You could also use an in-place transform created with plan_fft!, which works in-place on the vector you apply it to with*, that is, plan_fft!(...) * x mutates x in-place. The rules support that. You might have to slightly rethink how you're using buffers.

The reason I didn't bother with rules for mul! is that the adjoint_mul abstraction that AbstractFFTs.jl provides for writing AD rules is currently out-of-place only (likely since previous AD engines didn't support mutation anyway), so you don't end up benefiting from the preallocation anyway. However, it wouldn't be too hard to add the rules such that at least it works.

Sooner or later this should really be fleshed out and submitted to AbstractFFTs.jl...

[jtravs]

Thanks. I tried both the out of place syntax and the non-mul! inplace syntax you suggested, and also just further simplifying to:

function (tm::SimpleTraceMaker)(Eω)
    Ebuf = fft(Eω)
    sigbuf = similar(Ebuf)
    trace = zeros(real(eltype(Eω)), length(tm.ω), length(tm.τ))
    for (i, τ) in enumerate(tm.τ)
        Gbuf = Eω .* exp.(1im .* tm.ω .* τ)
        Gbuf = fft(Gbuf)
        signal!(sigbuf, Ebuf, Gbuf)
        Gbuf = ifft(sigbuf)
        trace[:,i] .= abs2.(Gbuf)
    end
    trace ./ maximum(trace)
end

and got a similar looking error and/or crash.

[jtravs]

A quick update: if I replace FFTW with (FFTA.jl), without any of the custom rules, then Enzyme works fine (both forward and reverse). I presume in this case that Enzyme is actually auto-differentiating the whole FFT algorithm, which seems to work surprisingly well.

For now, I think I can work with this, assuming a subtle issue I found (JuliaMath/FFTA.jl#66) can be fixed or worked around.

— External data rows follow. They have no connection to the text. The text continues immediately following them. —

PR #572, opened 2024-06-20
refactor: results tab persists state with snapshot

### LINKED ISSUE #568: refactor: convert results tab persisting to use Snapshot
I tested this by adding following code to the start of `(voters)/results/+page.svelte`, removing import for `activeTab` store and changing every `$activeTab` to `activeTab`.
```ts
import type {Snapshot} from './$types';

let activeTab = 0;

export const snapshot: Snapshot<number> = {
  capture: () => activeTab,
  restore: (value) => (activeTab = value)
};
```

The biggest difference compared to the store is that the active tab is persisted also when the page is refreshed. Otherwise it seems to be functionally same as the store. Visually there are two differences:

- When coming back from viewing party Candidates tab is very briefly shown as active tab
- After refreshing the first tab is shown as active tab until the data has been loaded

Of course it may be possible to fix these as this was only a quick test.

anolpe:
## WHY:

Fixes #568 

Results tab is persisted with snapshot instead of store.

### DIFF
--- a/frontend/src/routes/[[lang=locale]]/(voters)/results/+page.svelte
+++ b/frontend/src/routes/[[lang=locale]]/(voters)/results/+page.svelte
@@ -1,5 +1,6 @@
 <script lang="ts">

It would be great, though, if Enzyme could handle FFTW or AbstractFFTs in general at some point. Should this issue be moved or linked to Enzyme.jl?

[danielwe]

My thinking has been that the rules should live in AbstractFFTs.jl. There's an abandoned draft PR here: JuliaMath/AbstractFFTs.jl#103.

There's also an Enzyme.jl issue here: EnzymeAD/Enzyme.jl#1717

What would be perhaps even cooler is if Enzyme itself (the LLVM/C++ engine, not the Julia bindings) implemented FFTW rules the same way it already has BLAS rules, since it's a widespread library that people link to from many languages. I have no idea if that's feasible or who might be up for doing the work, however.